EXERCISE AIM -> From first line to last, retype the data exactly.

____________________

PR #1142, opened 2015-07-31
Fix misspelling in milliseconds

dburdick:


josdejong:
Thanks for this fix. We can only accept fixes on the `develop` branch though, can you please redo the PR to the `develop` branch?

____________________

EXERCISE RESULT ->
PR #1142, opened 2015-07-31
Fix misspelling in milliseconds

dburdick:


josdejong:
Thanks for this fix. We can only accept fixes on the `develop` branch though, can you please redo the PR to the `develop` branch?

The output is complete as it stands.